Hi guys, having trouble locating the proper engine pulley for my lawn mower.

The part number the schematic calls for is 756-0978A. I bought one of these and they are apparently for 5/8" belts and the pulley off my mower is for 1/2" belts. And I can't find a part number for before they made the switch to 5/8 belts and pulleys. I can probably throw on a belt that's 3" shorter and half inch and it will work on this pulley, but will this slow down my overall driving speed (hydrostatic tranny)?


----------



## 30yearTech (Sep 14, 2006)

Most clutching pulley's are wider then the belt width to help hold the belt on the pulley while allowing the belt to be stationary. If the older pulley utilized a narrower drive belt, then there would be a part number change along with the part numbers for the drive belts. 

What is the model number of your riding mower (not the model designation you posted) ?


----------



## jbrow1 (Aug 18, 2005)

Sorry took so long, the model number of the lawn tractor is 13co616g190.
Serial number is 1F151H10104

I have pics of the pulley I need, and the pulley that the part number the manual states brings up, but can't post them till I get home to my laptop.


----------



## 30yearTech (Sep 14, 2006)

The pulley part number you listed is the correct part number and is for the 1/2" belt that is used on the tractor. They do not show or list any changes to 5/8" drive belt on the model number you posted. Unless the pulley you received was marked with the wrong part number, it should work for your application.


----------



## jbrow1 (Aug 18, 2005)

Man I got this all goobered up. They had two part numbers in the schematic, one for a double pulley which I had but was incorrect when I bought it. Then this number which is for a single pulley, which is the correct size for the top.
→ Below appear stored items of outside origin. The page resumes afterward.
PR #13411, opened 2026-08-10
agent: introducing playwright-cli skill

jamil314:
## Description

Reviewing a UI change means either trusting a description of it or rebuilding the author's setup. This adds the skill an agent needs to drive the app directly and hand back a recording of the behaviour — like the one attached.

playwright-cli gives a headless-friendly CLI over Playwright: accessibility snapshots with stable refs, run-code for whole scripted flows, and a screencast API with chapter cards and action overlays. That last part is what makes a recording watchable rather than a silent screen capture.

[password-reset-flow.webm](https://github.com/user-attachments/assets/e0f4f893-1c99-4d18-995d-906bc86c7393)

## Checklist

### DIFF
--- a/.claude/skills/playwright-cli/SKILL.md
+++ b/.claude/skills/playwright-cli/SKILL.md
@@ -1,0 +1,420 @@
+---
+name: playwright-cli
+description: Automate browser interactions, test web pages and work with Playwright tests.
+allowed-tools: Bash(playwright-cli:*) Bash(npx:*) Bash(npm:*)
+---
+
+# Browser Automation with playwright-cli
+
+## Quick start
+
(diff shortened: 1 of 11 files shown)


docs/agents/local-environment.md
Zangetsu101, line 1: We probably don't need this as we have extensive E2Es which the agent can refer to, to infer all of this. I personally haven't had to tell any of this stuff and Claude would just go at it and produce a recording.

Zangetsu101 (approved):

docs/agents/local-environment.md
jamil314: Removed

Had it pointed out to me today I was using drawings from a 2001, and needed to use them for the 2002 model. Then found the part number I needed was 756-0983B. This is the correct one, and is on the way. 

I appreciate you taking the time to read and post in here, thank-you.


----------



## 30yearTech (Sep 14, 2006)

jbrow1 said:


> Man I got this all goobered up. They had two part numbers in the schematic, one for a double pulley which I had but was incorrect when I bought it. Then this number which is for a single pulley, which is the correct size for the top.
> 
> Had it pointed out to me today I was using drawings from a 2001, and needed to use them for the 2002 model. Then found the part number I needed was 756-0983B. This is the correct one, and is on the way.
> 
> I appreciate you taking the time to read and post in here, thank-you.


The original part number you posted is for the single upper drive pulley at least according to the IPL I looked at and all the references I can find for the part also show it to be a single pulley.

http://www.quickieparts.com/mtd-products/756-0978b-mtd-engine-pulley-replaces-756-0978.html

756-0983B shows to be a double pulley assembly.


----------